State ex rel. Ervien v. Budd

25 N.M. 313 | N.M. | 1919

OPINION OF THE COURT.

RAYNOLDS, J.

The prayer of the complaint in this case asks for an order on the defendant to “show cause why a writ of injunction should not issue enjoining said defendant from further occupancy of the land in question and further use and grazing thereof and from further inclosing the same, and also why he should not abate the inclosure of wire and posts now surrounding said land, and why he should not be required to give peace, ful possession of said land'to the plaintiff, and that on his failure to show cause why he should- not do the several things recited he be perpetually ekjoined from doing them, or any of them, and that he be declared a trespasser and directed to vacate said land.”

In the main body of the complaint it is alleged that the defendant is in possession, has inclosed the land, refuses to vacate, and is using the land without plaintiff’s permission or consent. Plaintiff claims to be the owner or entitled to the possession. Inadequacy of the remedy at law by ejectment or by forcible entry and detainer, or by the statutory remedy of trespass and waste under section 5226, Code 1915, is not alleged, nor is any ground for the equitable remedy of injunction based upon the inadequacy of the remedies at law, such as insolvency of the defendant, continuing trespass, fraud in obtaining possession, or the like, alleged in the complaint. A demurrer was interposed to this complaint on the ground, among others, that it failed to state facts constituting a cause of action. The demurrer was overruled, and, the defendant failing to plead further, judgment was entered against him, and the injunction issued. From the overruling of the demurrer and entering judgment in plaintiff’s favor, which action is assigned as error, defendant appealed to this court.

The plaintiff evidently seeks to substitute the remedy by injunction for the action in ejectment or the action in forcible entry and detainer. It is only necessary to cite a few well-known authorities to show that this cannot be done.

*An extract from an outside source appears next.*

PR #4978, opened 2021-05-06
[fr] add TIRET_BAS (WORD_CONTAINS_UNDERSCORE)

udomai:
@jaumeortola, when you have a minute (not urgent), could you look at this rule?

“An injunction will not be granted where the remedy at law for the injury complained of is full, adequate, and complete.” 16 A. & E. Ency. (2d Ed.) p. 352, and cases cited.
“Where there is a choice between the ordinary process at law and the extraordinary remedy by injunction and the legal remedy is sufficient, an injunction will not be granted.” Injunctions, 14 R. C. L. par. 44.
“It is a rule of almost universal application that an injunction will not issue to take property out of the possession of one party and put it in the possession of another.” Injunctions, 16 A. & E. Ency. (2d Ed.) p. 364, and cases cited.

See, also, Laswell v. Kitt, 11 N. M. 459, 70 Pac. 561.

For the above reasons it is apparent that the lower court erred in overruling the demurrer and in granting the relief prayed for in the complaint. The judgment is therefore reversed, with instructions to sustain the demurrer and dismiss the complaint; and it is so ordered.

Parker, C. J., and Roberts, J., concur.